WHAT YOU HAVE TO DO: With nothing omitted, transcribe the entries exactly as written.

MATERIAL SUPPLIED:
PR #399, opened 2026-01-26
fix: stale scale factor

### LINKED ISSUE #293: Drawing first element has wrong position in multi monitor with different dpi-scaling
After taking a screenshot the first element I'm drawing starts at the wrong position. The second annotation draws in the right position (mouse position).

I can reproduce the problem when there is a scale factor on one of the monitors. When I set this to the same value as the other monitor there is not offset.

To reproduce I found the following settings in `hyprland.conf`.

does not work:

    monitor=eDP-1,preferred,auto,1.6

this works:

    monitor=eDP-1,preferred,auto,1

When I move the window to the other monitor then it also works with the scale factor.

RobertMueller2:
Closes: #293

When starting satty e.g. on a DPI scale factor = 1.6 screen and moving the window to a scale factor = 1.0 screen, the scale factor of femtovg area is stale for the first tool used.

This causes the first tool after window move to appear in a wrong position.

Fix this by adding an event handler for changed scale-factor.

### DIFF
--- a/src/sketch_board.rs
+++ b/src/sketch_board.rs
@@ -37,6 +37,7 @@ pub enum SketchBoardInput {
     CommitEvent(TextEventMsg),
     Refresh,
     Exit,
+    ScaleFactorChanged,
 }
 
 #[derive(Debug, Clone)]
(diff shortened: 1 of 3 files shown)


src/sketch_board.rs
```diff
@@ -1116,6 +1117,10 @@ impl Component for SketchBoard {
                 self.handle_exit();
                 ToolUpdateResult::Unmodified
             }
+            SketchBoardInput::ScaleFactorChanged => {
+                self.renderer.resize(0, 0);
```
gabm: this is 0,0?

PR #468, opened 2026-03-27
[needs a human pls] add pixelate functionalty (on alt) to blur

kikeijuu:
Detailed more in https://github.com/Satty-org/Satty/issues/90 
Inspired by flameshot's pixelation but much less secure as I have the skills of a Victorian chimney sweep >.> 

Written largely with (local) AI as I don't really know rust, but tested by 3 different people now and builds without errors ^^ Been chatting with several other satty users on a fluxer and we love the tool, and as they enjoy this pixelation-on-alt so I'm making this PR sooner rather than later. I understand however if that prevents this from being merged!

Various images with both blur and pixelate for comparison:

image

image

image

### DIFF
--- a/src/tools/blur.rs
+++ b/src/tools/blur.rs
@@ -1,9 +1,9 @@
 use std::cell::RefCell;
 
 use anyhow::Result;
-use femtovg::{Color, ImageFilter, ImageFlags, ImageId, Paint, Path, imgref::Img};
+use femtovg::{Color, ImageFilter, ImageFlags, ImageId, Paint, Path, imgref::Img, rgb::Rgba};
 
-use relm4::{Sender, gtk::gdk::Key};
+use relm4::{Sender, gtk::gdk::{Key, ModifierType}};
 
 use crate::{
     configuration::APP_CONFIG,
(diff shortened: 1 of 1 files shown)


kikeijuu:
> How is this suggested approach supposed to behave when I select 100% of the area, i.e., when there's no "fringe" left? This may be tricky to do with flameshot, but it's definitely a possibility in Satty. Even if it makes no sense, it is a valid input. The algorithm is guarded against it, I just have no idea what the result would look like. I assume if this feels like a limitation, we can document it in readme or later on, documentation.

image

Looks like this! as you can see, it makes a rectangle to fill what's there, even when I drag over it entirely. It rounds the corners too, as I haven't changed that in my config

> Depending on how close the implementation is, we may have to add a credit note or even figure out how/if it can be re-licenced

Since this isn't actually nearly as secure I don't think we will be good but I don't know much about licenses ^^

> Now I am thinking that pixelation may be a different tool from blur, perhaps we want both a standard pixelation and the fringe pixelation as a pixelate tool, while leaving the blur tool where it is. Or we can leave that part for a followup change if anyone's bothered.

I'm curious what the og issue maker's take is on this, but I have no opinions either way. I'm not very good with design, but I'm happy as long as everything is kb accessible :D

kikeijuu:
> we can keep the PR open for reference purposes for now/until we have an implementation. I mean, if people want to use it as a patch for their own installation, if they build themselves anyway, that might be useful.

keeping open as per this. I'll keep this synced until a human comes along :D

ANSWER SECTION:
PR #399, opened 2026-01-26
fix: stale scale factor

### LINKED ISSUE #293: Drawing first element has wrong position in multi monitor with different dpi-scaling
After taking a screenshot the first element I'm drawing starts at the wrong position. The second annotation draws in the right position (mouse position).

I can reproduce the problem when there is a scale factor on one of the monitors. When I set this to the same value as the other monitor there is not offset.

To reproduce I found the following settings in `hyprland.conf`.

does not work:

    monitor=eDP-1,preferred,auto,1.6

this works:

    monitor=eDP-1,preferred,auto,1

When I move the window to the other monitor then it also works with the scale factor.

RobertMueller2:
Closes: #293

When starting satty e.g. on a DPI scale factor = 1.6 screen and moving the window to a scale factor = 1.0 screen, the scale factor of femtovg area is stale for the first tool used.

This causes the first tool after window move to appear in a wrong position.

Fix this by adding an event handler for changed scale-factor.

### DIFF
--- a/src/sketch_board.rs
+++ b/src/sketch_board.rs
@@ -37,6 +37,7 @@ pub enum SketchBoardInput {
     CommitEvent(TextEventMsg),
     Refresh,
     Exit,
+    ScaleFactorChanged,
 }
 
 #[derive(Debug, Clone)]
(diff shortened: 1 of 3 files shown)


src/sketch_board.rs
```diff
@@ -1116,6 +1117,10 @@ impl Component for SketchBoard {
                 self.handle_exit();
                 ToolUpdateResult::Unmodified
             }
+            SketchBoardInput::ScaleFactorChanged => {
+                self.renderer.resize(0, 0);
```
gabm: this is 0,0?

PR #468, opened 2026-03-27
[needs a human pls] add pixelate functionalty (on alt) to blur

kikeijuu:
Detailed more in https://github.com/Satty-org/Satty/issues/90 
Inspired by flameshot's pixelation but much less secure as I have the skills of a Victorian chimney sweep >.> 

Written largely with (local) AI as I don't really know rust, but tested by 3 different people now and builds without errors ^^ Been chatting with several other satty users on a fluxer and we love the tool, and as they enjoy this pixelation-on-alt so I'm making this PR sooner rather than later. I understand however if that prevents this from being merged!

Various images with both blur and pixelate for comparison:

image

image

image

### DIFF
--- a/src/tools/blur.rs
+++ b/src/tools/blur.rs
@@ -1,9 +1,9 @@
 use std::cell::RefCell;
 
 use anyhow::Result;
-use femtovg::{Color, ImageFilter, ImageFlags, ImageId, Paint, Path, imgref::Img};
+use femtovg::{Color, ImageFilter, ImageFlags, ImageId, Paint, Path, imgref::Img, rgb::Rgba};
 
-use relm4::{Sender, gtk::gdk::Key};
+use relm4::{Sender, gtk::gdk::{Key, ModifierType}};
 
 use crate::{
     configuration::APP_CONFIG,
(diff shortened: 1 of 1 files shown)


kikeijuu:
> How is this suggested approach supposed to behave when I select 100% of the area, i.e., when there's no "fringe" left? This may be tricky to do with flameshot, but it's definitely a possibility in Satty. Even if it makes no sense, it is a valid input. The algorithm is guarded against it, I just have no idea what the result would look like. I assume if this feels like a limitation, we can document it in readme or later on, documentation.

image

Looks like this! as you can see, it makes a rectangle to fill what's there, even when I drag over it entirely. It rounds the corners too, as I haven't changed that in my config

> Depending on how close the implementation is, we may have to add a credit note or even figure out how/if it can be re-licenced

Since this isn't actually nearly as secure I don't think we will be good but I don't know much about licenses ^^

> Now I am thinking that pixelation may be a different tool from blur, perhaps we want both a standard pixelation and the fringe pixelation as a pixelate tool, while leaving the blur tool where it is. Or we can leave that part for a followup change if anyone's bothered.

I'm curious what the og issue maker's take is on this, but I have no opinions either way. I'm not very good with design, but I'm happy as long as everything is kb accessible :D

kikeijuu:
> we can keep the PR open for reference purposes for now/until we have an implementation. I mean, if people want to use it as a patch for their own installation, if they build themselves anyway, that might be useful.

keeping open as per this. I'll keep this synced until a human comes along :D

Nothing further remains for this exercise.